__WHAT IS EXPECTED__: Look below for the line that contains "### LINKED ISSUE", then copy it and each following line exactly, through and including the line that contains "Fixes #1531".

__DATA UNDER STUDY__:

PR #1543, opened 2019-05-08
Jwilaby/#1531 focus issues

### LINKED ISSUE #1531: Open bot modal loses focus on url autocomplete selection
## Version
4.4.1

## Describe the bug
Selecting from from the list sends focus behind the modal. 

## To Reproduce
1. Go to Open bot modal
2. Select a url from the autocomplete list
3. Hit "Enter", nothing happens.
4. Tabbing around shows focus behind the modal

## Expected behavior
Upon selection, focus should be on the url input element

[bug]

justinwilaby:
Fixes #1531 

Fix provided by focusing the next input field in the form when a selection is made from the autocomplete widget.

### DIFF
--- a/packages/sdk/ui-react/src/widget/autoComplete/autoComplete.tsx
+++ b/packages/sdk/ui-react/src/widget/autoComplete/autoComplete.tsx
@@ -44,6 +44,7 @@ export interface AutoCompleteProps {
   items?: string[];
   label?: string;
   onChange?: (updatedValue: string) => void;
+  onSelectionComplete?: (value: string) => void;
   placeholder?: string;
   value?: string; // use only for a "controlled input" experience
 }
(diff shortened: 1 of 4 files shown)


packages/sdk/ui-react/src/widget/autoComplete/autoComplete.tsx
```diff
@@ -182,10 +183,15 @@ export class AutoComplete extends Component<AutoCompleteProps, AutoCompleteState
...
+  private onListItemMouseDown = (result: string) => () => {
     if (this.props.onChange) {
       this.props.onChange(result);
     }
+
+    if (this.props.onSelectionComplete) {
+      this.props.onSelectionComplete(result);
+    }
+
     this.setState({ currentInput: result });
```
tonyanziano: my suggestion would be to initialize a ref to the `<input>` element in the component, and then at the end of this function, call your `RAF(() => inputRef.focus())` method

tonyanziano: the "ENTER" key handler auto-focuses the input because focus never actually leaves the input during keyboard navigation, because ["focus" is controlled via aria-selected & aria-activedescendant](https://www.w3.org/TR/wai-aria-practices-1.1/#kbd_focus_activedescendant)

PR #266, opened 2026-05-05
Fix selection mapping regressions and remove `text-box: trim-both` for now

michael:


michael:
This fixes a range of bugs related to selection mapping and refocusing the canvas/window. It should be much better across all browsers now.

It also fixes a bug where Firefox editing was breaking during dead-key character composition.

I figured that `text-box: trim-both` is not yet supported by Firefox, which means it's too early to make it a default, as you'd have to use different spacings/paddings for Firefox so pages render the same across browsers. Will switch to `text-box: trim-both cap alphabetic` as soon as all browsers support it. Meanwhile apps can activate text-box: trim-both in userland.

PR #267, opened 2026-05-06
Make Transaction.set ref-count-aware when cleaning up removed nodes

johannesmutter:
Transaction.set previously called this.delete() unconditionally for any node ID that was present in the property's previous value but not in the new value. This is wrong whenever the removed ID is still reachable from elsewhere in the document — most notably when a single transaction creates a wrapper that references the children before setting the parent array to drop them (the "wrap-in-group" pattern used by editors built on Svedit, e.g. interface-lineage's WrapInGroupCommand). The unconditional delete force-destroys the children and leaves the wrapper dangling.

Replace the loop with a call to the existing _cascade_delete_unreferenced_nodes helper, which only deletes nodes whose reference count has dropped to zero. Document the asymmetry on delete() — it stays a force-delete on purpose, because annotate_text and other callers need to remove a node while a stale reference still exists in the property they are about to update.

Tests: add two cases to the Deletion scenarios suite covering the forward wrap-style move and its undo.

### DIFF
--- a/src/lib/Transaction.svelte.js
+++ b/src/lib/Transaction.svelte.js
@@ -223,9 +223,15 @@ export default class Transaction {
 		this.inverse_ops.push(['set', normalized_path, previous_value]);
 		this._apply_op(op);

__ANSWER SECTION__:
### LINKED ISSUE #1531: Open bot modal loses focus on url autocomplete selection
## Version
4.4.1

## Describe the bug
Selecting from from the list sends focus behind the modal. 

## To Reproduce
1. Go to Open bot modal
2. Select a url from the autocomplete list
3. Hit "Enter", nothing happens.
4. Tabbing around shows focus behind the modal

## Expected behavior
Upon selection, focus should be on the url input element

[bug]

justinwilaby:
Fixes #1531 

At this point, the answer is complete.